Democracy lives in county courthouses, school gyms, church fellowship halls and city council chambers; the everyday places where neighbors decide how to live together. In Arkansas, civic life depends on whether those rooms remain places of shared responsibility rather than arenas of intimidation.
Civil disobedience is often mistaken for rule-breaking. Thoreau believed accepting punishment gives dissent its moral force. Greenbaum paid his fine. The point was not to dodge the law, but to show where it fell short.
Not every disruption is virtuous. Civil disobedience demands moral clarity and discipline. Its purpose is the drawing of a boundary. It reveals what power looks like when challenged.
Greenbaum's act did not topple the Bund. Courts, investigations and war dismantled the movement he confronted. But his refusal forced the room to reveal itself. In a hall engineered to manufacture consensus, one man proved dissent was possible.
Democratic erosion arrives as accommodation, the slow adjustment of what we are willing to tolerate.

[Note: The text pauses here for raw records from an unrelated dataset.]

PR #2636, opened 2021-10-18
AstroBWT speedup (up to +7%)

SChernykh:
Speedup depends on how saturated memory bandwidth is.

CPU | threads | h/s before | h/s after | speedup
-|-|-|-|-
Core i7-2600 | 8 | 267.8 | 268.9 | +0.4%
Ryzen 7 4700U | 8 | 447.5 | 457.7 | +2.3%
Ryzen 5 5600X @ 4.65 GHz, DDR4-3800 CL14 | 12 | 1636.9 | 1746.8 | +6.7%

### DIFF
--- a/src/crypto/astrobwt/AstroBWT.cpp
+++ b/src/crypto/astrobwt/AstroBWT.cpp
@@ -86,15 +86,54 @@ static void Salsa20_XORKeyStream_AVX256(const void* key, void* output, size_t si
 }
 #endif
 
-void sort_indices(int N, const uint8_t* v, uint64_t* indices, uint64_t* tmp_indices)
+static inline bool smaller(const uint8_t* v, uint64_t a, uint64_t b)
+{
+	const uint64_t value_a = a >> 21;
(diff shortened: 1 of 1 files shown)


Spudz76:
This is a useless report, but I see a definite 2.63% gain on Celeron J3455 (Apollo Lake), which I found surprising. `117.61 -> 120.7` H/s

Possibly similar gain for old AMD Phenom II X6 1035T but very hard to tell it only scores ~36H/s so a few percent would be fractional (and it has a normal ripple).  Also DDR2 lololol.

Confirm probably the 0.4% on Sandy Bridge DDR3 stuff, similar to the old AMD it's hard to tell if just normal +-1.2H/s ripple.

Spudz76:
Yes I reconsidered testing that way for less variance / repeatability.  Most of these also are driving GPUs with PhoenixMiner although  that is "somewhat" light on CPU.  Bad test cases all around (but there is an average gain I can see on pool already from a few hours running).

Thoreau understood that unjust systems depend on compliance. Greenbaum understood it too: When silence begins to mean agreement, saying no becomes an act of citizenship.
You do not need a stage to show courage. You need to know where the line is, to speak when silence would signal consent, correct a lie, stand with the person being pushed out, show up when it would be easier to stay home.
After that night in 1939, Greenbaum faded into the crowd. He did not see himself as a hero. He simply could not sit still while the room cheered for hate.
When public life turns into performance, democracy depends on those who refuse to play their assigned roles.